Les guanacos sont des espèces de lamas très gracieux au pelage roux et blanc. On en voit partout dans la steppe de buissons ras. Ils sont assez peureux.
Nous voyons aussi beaucoup de lions de mer et de pingouins plus communs et en grosses colonies.
Le petit camping miteux de Puerto Pyramides est terriblement décevant . C’est étonnant, vue l’immense fréquentation de la péninsule par des milliers de touristes tout au long de l’année que les infrastructures pour les campeurs ne soient pas un peu plus développées.
Nous décidons de partir faire du camping sauvage, et néanmoins autorisé, sur la plage de Pardelas, plateau rocheux en plein vent d’où nous avons une vue imprenable sur la mer et les baleines.
C’est là que nous faisons la connaissance de 3 familles françaises avec enfants voyageant toutes en camping-car pour plusieurs mois ou plusieurs années sur le continent Américain.
C’est incroyable ! Cela fait bientôt 2 ans et demi que nous voyageons à travers plus de 25 pays différents et c’est la première fois que nous rencontrons autant de familles voyageant avec enfants.
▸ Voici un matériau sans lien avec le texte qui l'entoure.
PR #448, opened 2021-06-21
Disable vibration while charging

### LINKED ISSUE #446: Enhancement: Turn off notifications while charging
Maybe it's just taste, but I think it would seem more clean if vibrations would be deactivated as a whole while the pinetime is charging.

Riksu9000:
I don't think having vibrations while charging is useful, and it makes unpleasant noises.

Fixes #446

Previously on OnChargingEvent, the watch would vibrate. I changed it so the watch wakes up instead. This is how most devices behave.

### DIFF
--- a/src/components/motor/MotorController.cpp
+++ b/src/components/motor/MotorController.cpp
@@ -7,7 +7,8 @@ APP_TIMER_DEF(vibTimer);
 
 using namespace Pinetime::Controllers;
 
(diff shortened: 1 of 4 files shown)


schneidr:
I rely on the smartwatch only for all notifications of my phone. I want to be able to notice them when the watch is charging as well.

Riksu9000:
> I rely on the smartwatch only for all notifications of my phone. I want to be able to notice them when the watch is charging as well.

Thanks for bringing this up. I'll have to make an option for it then.

PR #449, opened 2021-06-21
Removed an illogical comparison from SystemInfo and St7789 driver

Avamander:
This PR removes a few illogical lines from SystemInfo screen and the St7789 driver.

`batteryPercent` is cast to unsigned integer, the comparison is never true. The arguments in St7789 driver are both unsigned.


JF002:
Thanks :+1:

PR #452, opened 2021-06-23
Fix call notification button alignment

### LINKED ISSUE #305: Bug: Buttons in notifications are shifted on multiline caller name
The call control buttons are shifted down if the caller name is longer than one line.

bug_multiline_call_notification

Riksu9000:
This fixes #305, where the buttons can move if the caller name is too long. Now the buttons are static, and outside of the container.

call


JF002:
Thanks!

PR #458, opened 2021-06-25
Add color picker for PineTimeStyle watchface

kieranc:
I expected this to take a lot longer, but it works and I'm pretty happy with it so I'd like some input/review.
I'd like to make the buttons bigger/transparent as they're a bit hard to hit but that's about it.
The colors are stored in settings as an integer which is the index value of an array of colors stored as a variable in the class.
edit: The color picker adds about 3k to the DFU size


kieranc:
It looks like the default settings are not being applied and on first boot the colors are white/white/white, but I think I'm settings the default values in Settings.h at lines 133-135 ?

kieranc:
I added a check in case the settings are uninitialised - if all colours are white, it will automatically apply default colors. I've also improved the UI a bit and added reset button, please test!

JF002:
Looks like their is a potential issue on initial values of the colors. Here's a chat log:
image

User mentioned that these colors were the colors applied by default. 

We need to ensure that default colors will always be applied the first time the user uses a firmware with this feature, no matter what random values the memory might contain at that time.

kieranc:
> User mentioned that these colors were the colors applied by default.
> 
> We need to ensure that default colors will always be applied the first time the user uses a firmware with this feature, no matter what random values the memory might contain at that time.

I believe the most recent commit fixes this issue. I'll keep testing.

Riksu9000:
Would it make sense to open watchface settings by long pressing on the watch face? All watch faces could have their own settings menu and they wouldn't need to have their own entries taking up space in settings.

JF002:
I agree with @Riksu9000 : I think it would be more "scalable" if watchfaces and apps had their own settings "embedded" in the app instead of adding an entry to the global settings.

I'll have a look at this PR anyway. I think we can still merge it with color picker in the setting page, and move it in the app on a future PR.

kieranc:
I like the idea but I'm worried about accidental triggers, maybe an alternative would be to have a global watchface settings button which lets you change settings for each watchface below a single settings item?
If you're thinking about merging this today, I have a randomise colors button which should be ready to push this afternoon - so you're aware. In any case I'll keep working on extending this feature to other watchfaces.

JF002:
> I like the idea but I'm worried about accidental triggers, maybe an alternative would be to have a global watchface settings button which lets you change settings for each watchface below a single settings item?

Indeed, that's another possibility. I guess we could build prototypes of those solutions to see which one works best. But it's not easy to figure out what would be the best as this color picker is the first "app specific" setting in InfiniTime. 

> If you're thinking about merging this today, I have a randomise colors button which should be ready to push this afternoon - so you're aware. In any case I'll keep working on extending this feature to other watchfaces.

I'll probably start the review later today, but I can wait a bit before merging if you plan on adding improvements soon ;)

Riksu9000:
Random colors option seems a bit unnecessary. Also I haven't looked into this PR much, but does it conflict with the idea of having a selectable global accent color? I'm hoping some day there would be a single setting that can adjust colors in all screens, maybe including the watch face?

Avamander:
> I'm hoping some day there would be a single setting that can adjust colors in all screens, maybe including the watch face?

That's probably a separate issue and should be discussed there.

Riksu9000:
> That's probably a separate issue and should be discussed there.

Sure, I just opened a new issue for it. Still it might conflict with this and require changing this color picker afterwards if it isn't taken into consideration, which is why I mentioned it.

kieranc:
> Random colors option seems a bit unnecessary. Also I haven't looked into this PR much, but does it conflict with the idea of having a selectable global accent color? I'm hoping some day there would be a single setting that can adjust colors in all screens, maybe including the watch face?
Yes randomisation is unnecessary but it's kinda nice, and easy enough to implement. You should try the PR, while I like the default colors I also enjoy just picking some random colors. Eventually we could end up with a list of popular combinations and have the randomise button scroll through them instead of being totally random, but for now it's a nice way to change all the colors at once and hopefully find a combo you like.

Riksu9000:
You were right. I tried it and it really is a fun feature :D.

Maybe one of the color options should be to follow the accent color, and this would be the default. It might be weird if each time someone wanted to change the accent color it would have to be changed in multiple places.

Riksu9000:
The side bar can be set to black, but then the text isn't visible.

src/displayapp/screens/settings/SettingPineTimeStyle.cpp
```diff
@@ -0,0 +1,332 @@
...
+  }
+  if((object == btnRandom) && (event == LV_EVENT_PRESSED)) {
+    uint8_t randTime = rand() % 17;
+    uint8_t randBar = rand() % 17;
+    uint8_t randBG = rand() % 17;
+    // Check if the time color is the same as its background, or if the sidebar is black. If so, change them to more useful values.
+    if ((randTime == randBG) || (randBar == 3)) {
+      randBG += 1;
+      randBar = randTime;
+    }
```
Riksu9000, line 322: This should be two separate checks

src/displayapp/screens/settings/SettingPineTimeStyle.cpp
```diff
@@ -0,0 +1,332 @@
...
+bool SettingPineTimeStyle::Refresh() {
+  return running;
+}
+
+void SettingPineTimeStyle::UpdateSelected(lv_obj_t *object, lv_event_t event) {
+  uint8_t valueTime = settingsController.GetPTSColorTime();
+  uint8_t valueBar = settingsController.GetPTSColorBar();
+  uint8_t valueBG = settingsController.GetPTSColorBG();
+    
+  if((object == btnNextTime) && (event == LV_EVENT_PRESSED)) {
```
Riksu9000, line 230: `event == LV_EVENT_CLICKED` could be tested at the beginning of the function, so it wouldn't need to be duplicated in each if statement. CLICKED is preferred over PRESSED.

src/displayapp/screens/settings/SettingPineTimeStyle.cpp
```diff
@@ -0,0 +1,332 @@
...
+  lv_obj_set_click(backgroundLabel, true);
+  lv_label_set_long_mode(backgroundLabel, LV_LABEL_LONG_CROP);
+  lv_obj_set_size(backgroundLabel, 240, 240);
+  lv_obj_set_pos(backgroundLabel, 0, 0);
+  lv_label_set_text(backgroundLabel, "");
+
+  btnNextTime = lv_btn_create(lv_scr_act(), nullptr);
+  btnNextTime->user_data = this;
+  lv_obj_set_size(btnNextTime, 60, 60);
+  lv_obj_align(btnNextTime, lv_scr_act(), LV_ALIGN_IN_RIGHT_MID, -15, -80);
```
Riksu9000, line 154: Maybe some of these buttons should be aligned to the corners with `LV_ALIGN_IN_TOP_RIGHT` for example

src/displayapp/screens/settings/SettingPineTimeStyle.cpp
```diff
@@ -0,0 +1,332 @@
...
+  lv_obj_set_style_local_line_opa(stepGauge, LV_GAUGE_PART_NEEDLE, LV_STATE_DEFAULT, LV_OPA_COVER);
+  lv_obj_set_style_local_line_width(stepGauge, LV_GAUGE_PART_NEEDLE, LV_STATE_DEFAULT, 3);
+  lv_obj_set_style_local_pad_inner(stepGauge, LV_GAUGE_PART_NEEDLE, LV_STATE_DEFAULT, 4);
+  
+  backgroundLabel = lv_label_create(lv_scr_act(), nullptr);
+  lv_obj_set_click(backgroundLabel, true);
+  lv_label_set_long_mode(backgroundLabel, LV_LABEL_LONG_CROP);
+  lv_obj_set_size(backgroundLabel, 240, 240);
+  lv_obj_set_pos(backgroundLabel, 0, 0);
+  lv_label_set_text(backgroundLabel, "");
```
Riksu9000, line 149: Is it possible to somehow use some of the code from the real watchface?

src/displayapp/screens/settings/SettingPineTimeStyle.cpp
```diff
@@ -0,0 +1,332 @@
...
+    if ( valueBG > 0 ) {
+      valueBG -= 1;
+      settingsController.SetPTSColorBG(valueBG);
+      lv_obj_set_style_local_bg_color(timebar, LV_BTN_PART_MAIN, LV_STATE_DEFAULT, pts_colors[valueBG]);
+    } else {
+      valueBG = 16;
+      settingsController.SetPTSColorBG(valueBG);
+      lv_obj_set_style_local_bg_color(timebar, LV_BTN_PART_MAIN, LV_STATE_DEFAULT, pts_colors[valueBG]);
+    }
+  }
```
Riksu9000, line 303: In each of these inner if statements some of the same code is duplicated in both `if` and `else`. It could be moved outside of it.

Also `else if` can be used on the object checks.

src/displayapp/screens/settings/SettingPineTimeStyle.cpp
```diff
@@ -0,0 +1,332 @@
...
+  if((object == btnReset) && (event == LV_EVENT_PRESSED)) {
+      settingsController.SetPTSColorTime(11);
+      lv_obj_set_style_local_text_color(timeDD1, LV_LABEL_PART_MAIN, LV_STATE_DEFAULT, pts_colors[11]);
+      lv_obj_set_style_local_text_color(timeDD2, LV_LABEL_PART_MAIN, LV_STATE_DEFAULT, pts_colors[11]);
+      lv_obj_set_style_local_text_color(timeAMPM, LV_LABEL_PART_MAIN, LV_STATE_DEFAULT, pts_colors[11]);
+      settingsController.SetPTSColorBar(11);
+      lv_obj_set_style_local_bg_color(sidebar, LV_BTN_PART_MAIN, LV_STATE_DEFAULT, pts_colors[11]);
+      settingsController.SetPTSColorBG(3);
+      lv_obj_set_style_local_bg_color(timebar, LV_BTN_PART_MAIN, LV_STATE_DEFAULT, pts_colors[3]);
```
Riksu9000, line 312: There should probably be an enum for pts_colors[].

kieranc:
> The side bar can be set to black, but then the text and icons aren't visible.

Yes it can, but it won't be set to black by the randomiser, only manually. Having the default follow the accent color is a nice idea, just needs a system wide color picker implemented...

For now is everyone ok with it as it stands, with a plan of implementing the color picker in some fashion for all watchfaces and potentially the system accent color too?

Riksu9000 (commented):
The SettingPineTimeStyle.* files may need to be reformatted with clang-format

Riksu9000:
>>The side bar can be set to black, but then the text and icons aren't visible.
>
>Yes it can, but it won't be set to black by the randomiser, only manually.

I would still consider it a bug.

src/displayapp/screens/settings/SettingPineTimeStyle.cpp
kieranc: Thanks, resolved.

kieranc:
> > > The side bar can be set to black, but then the text and icons aren't visible.
> > 
> > 
> > Yes it can, but it won't be set to black by the randomiser, only manually.
> 
> I would still consider it a bug.

Ok, I added a check to avoid the sidebar being set to black

src/displayapp/screens/settings/SettingPineTimeStyle.cpp
kieranc: It would be nice but I don't see how I could. If the settings becomes integrated with the watchface it should be possible.

src/displayapp/screens/settings/SettingPineTimeStyle.cpp
kieranc: They could, but I'm happy with the current approach

src/displayapp/screens/settings/SettingPineTimeStyle.cpp
kieranc: I'm afraid I don't know what an enum is or what advantage it offers, but the main reason it's an array is because i only store the array index in settings rather than the color

lman0:
hi, @kieranc  would have been better to avoid the sidebard and main background color to be the same than the color of the text instead of a static avoiding?

kieranc:
The sidebar and text can happily be the same color, as can the sidebar and background. the only cases I want to avoid are the main time text being the same as the background, IE invisible, or the sidebar being black which again makes things invisible. in the future it might be possible to set the sidebar black and icons white, but not yet, so until then I think the checks implemented give the most freedom possible to the user while avoiding making things unreadable.

Anyway, I've been sat here tapping random and skipping around for ages, it works well.

lman0:
could you give a dfu here or on discord?
i would happy to test it

kieranc:
Here you go!
[pinetime-mcuboot-app-dfu-1.3.0.zip](https://github.com/JF002/InfiniTime/files/6988222/pinetime-mcuboot-app-dfu-1.3.0.zip)

Riksu9000:
> in the future it might be possible to set the sidebar black and icons white, but not yet

it should be pretty simple to add a check in PineTimeStyle `if barBG == black then font_color = white` if you'd like to do that in this PR.

kieranc:
The calendar icon would also need inverting which is less trivial, and the step count gauge....
I think I'd rather get it merged as just the color picker, let people play with it, then work on v2 with more features!

src/displayapp/screens/settings/SettingPineTimeStyle.cpp
Riksu9000: With an enum, this could be `pts_colors[colorBlack]` and `SetPTSColorBG(colorBlack)` for example, which is clearer than 3 or 11,  but there may be some even better way to do it.

JF002:
Thanks @kieranc  for this PR, and everyone for the review!

I pushed the [these changes](https://github.com/JF002/InfiniTime/commit/31bc47d1cb397f5de0275d0d95aac7ca29cc7392) just after merging the branch to add some improvements.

Tout le monde s’entend immédiatement très bien, que ce soit les 10 enfants de 3 à 13 ans ou bien les parents. Comme nous allons tous dans la même direction, à savoir Ushuaia et la Terre de Feu pour Noël, nous décidons de faire route ensemble un petit moment.
Les familles Mériguet (www.meriguet-tour.com) et Parcé (www.globegulli.fr) viennent jusque de commencer leurs voyages depuis quelques semaines alors que la famille Pouzet (www.poraquiporalla.com) est partie depuis bientôt 2 ans et a traversé tout le continent américain depuis les USA et l’Alaska. Nous avons plein d’informations à échanger.
Certains sont architecte, illustrateur, d’autres ancien basketteur professionnel reconverti en photographe et il y a même un notaire !
Les bivouacs, bien arrosés, prennent des allures de camp de gitans.
Et parfois même, Colette et Charles, des retraités qui voyagent eux aussi en camping-car, viennent se greffer à la joyeuse bande. Colette, d’une patience exemplaire, sert de grand-mère de substitution à Eve. Elle la maquille et lui peinturlure les ongles à sa plus grande joie.
Les enfants sont ravis d’être ensemble, tous font le CNED et suivent donc le même rythme.
Les papas bricolent car la principale lutte est celle contre la poussière qui s’infiltre partout quand nous prenons les routes de terre (le « ripio).
Je rentre dans mon 6ème mois de grossesse et tout se passe bien même si les chemins de terre en tôle ondulée me fatiguent vite. Une échographie de contrôle dans un hôpital privé de Bahia Blanca me confirme que tout se déroule normalement et un médecin me conseille une excellente clinique à Santiago du Chili où je devrais accoucher mi-mars.
Les filles commencent à compter les jours et l’impatience grandit.